Instructions for the task: What lines in the listing include "WDYT"? Return a copy of each.

Provided data:
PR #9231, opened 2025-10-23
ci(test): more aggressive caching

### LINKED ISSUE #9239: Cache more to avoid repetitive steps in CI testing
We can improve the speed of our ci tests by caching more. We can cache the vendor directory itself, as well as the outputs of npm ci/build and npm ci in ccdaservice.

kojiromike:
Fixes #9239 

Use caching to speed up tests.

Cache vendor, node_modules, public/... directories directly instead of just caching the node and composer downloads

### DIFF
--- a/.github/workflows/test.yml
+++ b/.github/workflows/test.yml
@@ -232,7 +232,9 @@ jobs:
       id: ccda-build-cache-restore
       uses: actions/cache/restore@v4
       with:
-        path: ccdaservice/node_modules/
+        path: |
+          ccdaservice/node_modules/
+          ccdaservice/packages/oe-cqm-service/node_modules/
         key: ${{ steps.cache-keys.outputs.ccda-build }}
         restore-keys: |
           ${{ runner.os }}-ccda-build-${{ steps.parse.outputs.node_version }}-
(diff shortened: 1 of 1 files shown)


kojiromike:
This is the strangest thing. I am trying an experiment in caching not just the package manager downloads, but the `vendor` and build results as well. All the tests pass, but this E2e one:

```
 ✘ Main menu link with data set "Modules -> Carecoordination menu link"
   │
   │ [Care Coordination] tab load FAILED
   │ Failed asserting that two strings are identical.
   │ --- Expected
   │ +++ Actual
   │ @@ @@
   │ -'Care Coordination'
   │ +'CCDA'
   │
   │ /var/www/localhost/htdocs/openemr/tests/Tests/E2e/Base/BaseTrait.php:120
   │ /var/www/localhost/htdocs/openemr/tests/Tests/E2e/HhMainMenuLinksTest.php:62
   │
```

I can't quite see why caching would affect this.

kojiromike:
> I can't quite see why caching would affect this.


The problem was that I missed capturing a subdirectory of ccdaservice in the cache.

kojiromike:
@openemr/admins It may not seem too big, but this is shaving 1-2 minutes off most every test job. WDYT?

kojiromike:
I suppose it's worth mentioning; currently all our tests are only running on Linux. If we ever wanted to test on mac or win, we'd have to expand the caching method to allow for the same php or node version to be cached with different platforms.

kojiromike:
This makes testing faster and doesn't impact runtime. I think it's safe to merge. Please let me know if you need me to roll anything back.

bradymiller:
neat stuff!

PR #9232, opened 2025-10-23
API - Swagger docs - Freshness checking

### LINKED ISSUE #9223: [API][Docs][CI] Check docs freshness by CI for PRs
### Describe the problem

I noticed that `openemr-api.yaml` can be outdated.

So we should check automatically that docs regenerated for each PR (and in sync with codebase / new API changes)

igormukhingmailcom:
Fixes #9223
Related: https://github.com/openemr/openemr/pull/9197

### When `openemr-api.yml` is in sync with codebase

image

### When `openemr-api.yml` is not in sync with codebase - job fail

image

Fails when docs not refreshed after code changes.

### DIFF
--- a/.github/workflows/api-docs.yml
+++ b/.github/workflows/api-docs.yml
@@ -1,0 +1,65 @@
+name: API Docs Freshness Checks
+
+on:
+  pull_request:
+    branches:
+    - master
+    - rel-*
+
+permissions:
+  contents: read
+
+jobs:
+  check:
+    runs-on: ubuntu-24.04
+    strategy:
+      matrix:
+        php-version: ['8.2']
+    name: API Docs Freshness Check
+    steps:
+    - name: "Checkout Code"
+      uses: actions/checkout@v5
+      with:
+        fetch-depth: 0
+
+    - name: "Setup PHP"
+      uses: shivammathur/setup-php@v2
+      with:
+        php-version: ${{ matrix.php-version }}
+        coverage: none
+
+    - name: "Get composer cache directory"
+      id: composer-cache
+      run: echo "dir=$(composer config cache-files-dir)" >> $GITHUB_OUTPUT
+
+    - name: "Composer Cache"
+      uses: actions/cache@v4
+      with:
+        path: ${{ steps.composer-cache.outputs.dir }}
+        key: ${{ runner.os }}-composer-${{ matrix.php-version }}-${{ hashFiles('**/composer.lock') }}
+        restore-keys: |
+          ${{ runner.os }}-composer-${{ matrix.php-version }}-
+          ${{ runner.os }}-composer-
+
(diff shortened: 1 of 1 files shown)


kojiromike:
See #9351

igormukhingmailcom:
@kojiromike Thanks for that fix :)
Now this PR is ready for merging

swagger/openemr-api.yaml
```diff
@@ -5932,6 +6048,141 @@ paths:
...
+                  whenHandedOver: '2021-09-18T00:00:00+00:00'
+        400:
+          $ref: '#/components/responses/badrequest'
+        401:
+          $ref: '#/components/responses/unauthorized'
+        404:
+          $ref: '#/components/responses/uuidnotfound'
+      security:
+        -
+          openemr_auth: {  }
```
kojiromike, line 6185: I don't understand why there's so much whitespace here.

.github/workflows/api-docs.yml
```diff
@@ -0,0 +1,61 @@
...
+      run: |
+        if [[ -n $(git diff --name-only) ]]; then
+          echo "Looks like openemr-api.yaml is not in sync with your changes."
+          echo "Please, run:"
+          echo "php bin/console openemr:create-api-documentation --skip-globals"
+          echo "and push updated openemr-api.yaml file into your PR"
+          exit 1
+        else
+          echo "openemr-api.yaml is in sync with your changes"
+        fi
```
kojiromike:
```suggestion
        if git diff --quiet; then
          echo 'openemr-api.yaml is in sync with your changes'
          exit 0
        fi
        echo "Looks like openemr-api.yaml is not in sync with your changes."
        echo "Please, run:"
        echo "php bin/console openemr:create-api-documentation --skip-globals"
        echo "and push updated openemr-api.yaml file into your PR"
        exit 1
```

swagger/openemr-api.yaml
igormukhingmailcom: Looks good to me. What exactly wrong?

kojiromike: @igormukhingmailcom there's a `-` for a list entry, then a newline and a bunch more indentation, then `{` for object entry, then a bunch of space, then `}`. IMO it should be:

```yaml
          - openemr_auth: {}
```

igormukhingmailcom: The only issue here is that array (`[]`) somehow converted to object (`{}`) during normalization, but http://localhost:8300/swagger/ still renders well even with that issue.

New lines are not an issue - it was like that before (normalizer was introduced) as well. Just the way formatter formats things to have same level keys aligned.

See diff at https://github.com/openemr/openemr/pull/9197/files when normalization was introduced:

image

...

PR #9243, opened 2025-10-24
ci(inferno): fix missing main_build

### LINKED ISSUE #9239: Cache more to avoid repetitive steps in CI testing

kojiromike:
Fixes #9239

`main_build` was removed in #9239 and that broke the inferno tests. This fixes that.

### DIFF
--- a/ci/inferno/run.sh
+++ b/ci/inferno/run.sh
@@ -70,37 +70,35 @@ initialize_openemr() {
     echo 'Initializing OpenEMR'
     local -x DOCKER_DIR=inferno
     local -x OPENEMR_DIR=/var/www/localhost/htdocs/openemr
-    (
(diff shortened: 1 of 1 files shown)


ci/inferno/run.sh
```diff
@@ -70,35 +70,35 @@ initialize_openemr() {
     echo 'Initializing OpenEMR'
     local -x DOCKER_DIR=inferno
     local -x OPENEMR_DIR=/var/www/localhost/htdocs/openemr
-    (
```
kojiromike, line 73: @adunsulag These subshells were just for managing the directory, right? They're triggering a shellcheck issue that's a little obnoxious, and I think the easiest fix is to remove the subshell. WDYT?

...

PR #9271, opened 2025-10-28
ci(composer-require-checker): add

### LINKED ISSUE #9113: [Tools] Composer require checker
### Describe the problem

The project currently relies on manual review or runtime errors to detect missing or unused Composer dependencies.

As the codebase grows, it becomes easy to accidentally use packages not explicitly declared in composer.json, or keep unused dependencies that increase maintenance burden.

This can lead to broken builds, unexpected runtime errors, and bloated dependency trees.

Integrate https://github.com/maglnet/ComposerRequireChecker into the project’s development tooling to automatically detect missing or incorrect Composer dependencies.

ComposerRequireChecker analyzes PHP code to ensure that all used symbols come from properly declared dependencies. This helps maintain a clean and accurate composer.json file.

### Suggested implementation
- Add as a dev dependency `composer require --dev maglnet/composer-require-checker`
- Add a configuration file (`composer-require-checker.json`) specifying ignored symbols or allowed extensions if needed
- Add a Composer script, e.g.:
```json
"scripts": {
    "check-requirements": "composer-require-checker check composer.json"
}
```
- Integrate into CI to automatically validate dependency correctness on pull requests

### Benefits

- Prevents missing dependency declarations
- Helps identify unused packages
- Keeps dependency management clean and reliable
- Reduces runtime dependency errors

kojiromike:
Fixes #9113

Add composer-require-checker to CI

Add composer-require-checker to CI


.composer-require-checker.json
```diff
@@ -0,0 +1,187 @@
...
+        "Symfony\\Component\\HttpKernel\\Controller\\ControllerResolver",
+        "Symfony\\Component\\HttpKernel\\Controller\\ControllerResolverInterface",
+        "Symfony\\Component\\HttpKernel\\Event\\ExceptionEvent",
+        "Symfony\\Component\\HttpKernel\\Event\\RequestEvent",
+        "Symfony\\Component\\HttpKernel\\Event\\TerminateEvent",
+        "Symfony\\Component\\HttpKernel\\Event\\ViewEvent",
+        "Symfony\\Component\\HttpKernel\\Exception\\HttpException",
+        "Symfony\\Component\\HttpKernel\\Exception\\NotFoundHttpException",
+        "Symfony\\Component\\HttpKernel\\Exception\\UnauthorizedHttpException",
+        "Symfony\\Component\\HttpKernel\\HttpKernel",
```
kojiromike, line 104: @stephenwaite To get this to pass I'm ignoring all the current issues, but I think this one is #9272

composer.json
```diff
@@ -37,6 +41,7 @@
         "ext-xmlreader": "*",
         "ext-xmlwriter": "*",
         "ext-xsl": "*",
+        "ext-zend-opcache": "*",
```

The answer:
@openemr/admins It may not seem too big, but this is shaving 1-2 minutes off most every test job. WDYT?
kojiromike, line 73: @adunsulag These subshells were just for managing the directory, right? They're triggering a shellcheck issue that's a little obnoxious, and I think the easiest fix is to remove the subshell. WDYT?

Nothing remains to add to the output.